PR #5172, opened 2022-06-21
Closes #3837 Notices for expired users with optimize CSS delivery option

### LINKED ISSUE #3837: Display notices to expired users using the remove unused CSS option
### What are we proposing to do? 
With this enhancement, we will notify expired users who have enabled the RUCSS feature that they need an active license to continue using the service.

We will leave the option enabled and working until 90 days after expiration date. Once this time has passed, the feature will be automatically deactivated.

### Why are we doing this?
The RUCSS feature generates server costs that we cannot handle for users who don’t use a valid license. This is still GPL compliant as RUCSS is an external service.

### Specifications
Full doc: https://docs.google.com/document/d/18ZZTohcN7YAjgU6jN37ZDPAreO6WPAQeRCM8MMKNKug/edit?usp=sharing

remyperona:
## Description

Display custom notices for expired users with optimize CSS delivery option enabled.

Fixes #3837

## Type of change

## How Has This Been Tested?

- [x] Manual testing
- [x] Automated tests

# Checklist:


assets/css/wpr-admin.css
```diff
@@ -1 +1 @@
...
...r-multiple{display:flex;align-items:center;flex-wrap:wrap}@media(max-width: 783px){.wpr-multiple{align-items:center;flex-direction:column}}.wpr-multiple .wpr-text{flex:1 1 auto;position:relative;top:-2px}@media(max-width: 783px){.wpr-multiple .wpr-text{width:100%}}.wpr-multiple .wpr-button{margin-left:16px;width:auto;min-width:inherit;padding-right:30px}@media(max-width: 783px){.wpr-multiple .wpr-button{margin-left:0}}.wpr-multiple input[type=text]{flex-grow:2}.wpr-multiple select{height:30px}.wpr-multiple-default{margin-right:20px}.wpr-multiple-list{display:none;padding:8px 0;margin:16px 0 0;background:#f2f3f6;border-radius:2px}.wpr-multiple-list li{margin-bottom:0;padding:4px 16px;font-size:0.8125rem;line-height:1.2307692308;font-family:Monaco}.wpr-multiple-list li span{display:inline-block;transition:all 150ms ease-out;-webkit-transition:all 150ms ease-out}.wpr-multiple-close{position:relative;top:3px;font-size:1rem;line-height:1;transition:color 200ms ease-out;-webkit-transition:color 200ms ease-out}.wpr-multiple-close:focus{outline:none}.wpr-multiple-close:hover,.wpr-multiple-close:focus{color:#d33f49}.wpr-multiple-close:hover+span,.wpr-multiple-close:focus+span{color:#d33f49}
```
engahmeds3ed: image

I can see the title divided into two rows, we faced this issue before so what do u think about it?

inc/Engine/License/Renewal.php
```diff
@@ -85,7 +96,43 @@ public function display_renewal_expired_banner() {
 			return;
 		}
 
-		echo $this->generate( 'renewal-expired-banner', [ 'renewal_url' => $this->user->get_renewal_url() ] ); // phpcs:ignore WordPress.Security.EscapeOutput.OutputNotEscaped
+		$expiration    = $this->user->get_license_expiration();
+		$expired_since = time() - $expiration;
```
engahmeds3ed: we can divide this value by `DAY_IN_SECONDS` so in the conditions below we can use the numbers directly without the calculation inside the condition, what do u think?

inc/Engine/License/views/renewal-expired-banner-ocd-disabled.php
```diff
@@ -0,0 +1,42 @@
+<?php
+/**
+ * Renewal expired banner.
+ *
+ * @since 3.7.5
```
engahmeds3ed:
```suggestion
 * @since 3.11.5
```

inc/Engine/License/views/renewal-expired-banner-ocd.php
```diff
@@ -0,0 +1,52 @@
+<?php
+/**
+ * Renewal expired banner.
+ *
+ * @since 3.7.5
```
engahmeds3ed:
```suggestion
 * @since 3.11.5
```

engahmeds3ed (changes requested):
Small comments

engahmeds3ed (approved):

vmanthos (commented):
@Tabrisrp 

I found that Optimize CSS Delivery is still working for expired users even when the feature has been disabled in the UI. 
Also, the option is available for 15 days after the license has expired. In the original issue, the acceptance criterion was 90 days.

In all of the following cases where license had expired:
* more than 15 days but less than 30 days ago 
* more than 30 days ago
* more than 180 days ago

the Optimize CSS Delivery feature was disabled in the UI:


however, it was actually working. I could clear the used CSS, regenerate it, etc.

Also, the UI elements in the admin bar menu were displayed and were functional both for Remove Unused CSS and Load CSS Asynchronously depending on which of the two was activated:


I'm guessing we should add a check about whether a user's license is expired, e.g. in `UsedCSS::is_allowed()` for Remove Unused CSS and do something similar for Load CSS Asynchronously.

PS: The fixtures in the tests are using `extra_days => 90`. Should these be changed to 15 days?

remyperona:
@vmanthos You're right, I updated the code to also disable the option completely when expired.

In the current doc, it says 15 days for the delay, I think it was updated in between compared to the moment the issue itself was published.

vmanthos:
@Tabrisrp Optimize CSS Delivery/Load CSS Asynchronously still works for expired users after the latest changes and despite the fact that `maybe_disable_option()` `return 0;`.

Could this be an issue of the `priority` `maybe_disable_option` is hooked to `pre_get_rocket_option_remove_unused_css` and `pre_get_rocket_option_async_css`? 🤔

remyperona:
@vmanthos I updated the priority to the max for both, as we don't want anything to override it anyway

vmanthos:
@Tabrisrp Now the feature is disabled for _every_ user with an `expired license`, even for those whole license has expired less than 15 days ago.

I think we should check for that in the `maybe_disable_option()` method:
```PHP
$expired_since = ( time() - $this->user->get_license_expiration() ) / DAY_IN_SECONDS;

		if ( 15 > $expired_since ) {
			return $value;
		}

```

Also, when selecting _Optimize CSS Delivery > Load CSS Asynchronously_ we display the notice about the CPCSS generation progress although that doesn't take place:


Another issue is that users who:
1. have **autorenewal enabled**
2. their **license has expired**, e.g. because the payment didn't get through ([Slack discussion](https://wp-media.slack.com/archives/C08N8J6VC/p1658389747598749) with @adinaWP 🙏 )

will be able to "check" the checkbox because the `wpr-isDisabled` class isn't added: 
https://youtu.be/znmdNc229Eg

They shouldn't be able to do that.

Can you please look into these?

remyperona:
@vmanthos I updated the code for the first 2 points.

For the renewal part, I'm wondering if we can consider this ok, as the auto-renew will go through at some point anyway?

vmanthos:
@Tabrisrp Sometimes customers never renew their license so they will be stuck in this state.

@piotrbak What do you think about this?

piotrbak:
@vmanthos `Sometimes customers never renew their license so they will be stuck in this state.`
It means that they won't renew and we should block it, right?

Could you confirm that we respect the 15 days of delay for the auto-renewals that didn't go through?

vmanthos:
Thank you, Remy!

Both of the following issues are fixed:
* Optimize CSS Delivery is disabled even for licenses that have expired less than 15 days ago
* Load CSS Asynchronously notice is displayed even though the feature is disabled

> Could you confirm that we respect the 15 days of delay for the auto-renewals that didn't go through?

@piotrbak Yes, Optimize CSS Delivery is working fine for users with:
* a license that has expired less than 15 days ago `AND`
* have autorenewal enabled

piotrbak:
@Tabrisrp Is it a big effort to solve the followign scenario?
1. User is set to autorenewal + expired for more than 15 days
2. He's able to tick the checkbox and save settings
3. The page is reloaded with option disabled

We should not allow users to tick it.

vmanthos:
Another small issue is the lack of a linking doc when the white label feature is enabled:
`define ('WP_ROCKET_WHITE_LABEL_ACCOUNT', true);`
**screencast:** https://youtu.be/4PwJNWPwY0E

This is from here:
https://github.com/wp-media/wp-rocket/blob/791bcbe4dd4d15d51a9b0a3d2d0a929f6e73a6ae/inc/Engine/License/Renewal.php#L421

We do offer info about the reason we disable Optimize CSS Delivery for expired users but that's in banners in WP Rocket's dashboard. When white-labeling those won't be available.

Writing a doc about what led to this decision may come in handy for support as well. For example, to share with customers who got the warning that they won't be able to use the feature soon (the license has expired less than 15 days ago) or for those where it has already been disabled. It can be useful for those who will search our documentation before reaching out to support.

If that's OK with @wp-media/productrocket, @webtrainingwheels can you please create such a doc?

GeekPress:
The 15 days window is for all users, not only for auto-renewal. The check of auto-renewal turned on isn't necessary.

GeekPress:
> If that's OK with https://github.com/orgs/wp-media/teams/productrocket, @webtrainingwheels can you please create such a doc?

I will suggest keeping the default doc we are using without the white label.

Why?
In general, white label is used by agencies that don't want to share their license info with their clients. Having the default doc to provide them the same info will be enough.

vmanthos:
@GeekPress 

> I will suggest keeping the default doc we are using without the white label.

Without the white label the text is "Renew now" and clicking on that takes the user to our checkout page so they can renew the license.

With white label enabled, the text is "More info" and the URL is not pointing to any doc. Clicking there just refreshes the page. You can see this here: https://www.youtube.com/watch?v=4PwJNWPwY0E

We will have to remove the link, or point it to an existing doc or create a new one. What will it be?

GeekPress:
Ah ok. Don't we have any existing doc where we are talking about a valid license is necessary to use RUCSS?

vmanthos:
> Don't we have any existing doc where we are talking about a valid license is necessary to use RUCSS?

We don't have a specific doc about this. 

~~Maybe instead of creating a new one, we can add the info in the [Basic requirements](https://docs.wp-rocket.me/article/1529-remove-unused-css#basic-requirements) section of the main Remove Unused CSS doc.~~

**Edit:**
Piotr reminded me this is also about CPCSS, so creating a new doc should be the way to go.

remyperona:
I removed the auto-renew check from the code. Once we have the doc link, I'll add it to finalize the PR

piotrbak:
@Tabrisrp We'll have the doc here:
https://docs.wp-rocket.me/article/1711-what-happens-if-my-license-expires

PR #5200, opened 2022-06-29
For RUCSS check zlib library before encoding/decoding the used CSS content

engahmeds3ed:
## Description

Here we are guarding our RUCSS filesystem code if the host disabled zlib or both functions `gzdecode` and `gzencode` are disabled.

## Type of change

## How Has This Been Tested?

I'm discussing with @piotrbak now how will we test it but seems like we will put the following line in php.ini and see how it goes
```
disable_functions="gzdecode, gzencode"
```

# Checklist:


CrochetFeve0251 (approved):

Mai-Saad (approved):
Working as expected for the happy case (creating used CSS, deleting used CSS)
Note: When switching from with zlib to without 
- if we enable preload after switching from having Zlib  to not having zlib, the used CSS in the table will be deleted while the entry is still there in the file sys
- if we accessed a cached page that has used CSS before, Used CSS will be deleted from table when access the page and won't be created till we manually clear cache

*****

Directions:
From the data above, copy each line where the string "even" appears.

Solved problem:
I found that Optimize CSS Delivery is still working for expired users even when the feature has been disabled in the UI. 
@Tabrisrp Now the feature is disabled for _every_ user with an `expired license`, even for those whole license has expired less than 15 days ago.
* Optimize CSS Delivery is disabled even for licenses that have expired less than 15 days ago
* Load CSS Asynchronously notice is displayed even though the feature is disabled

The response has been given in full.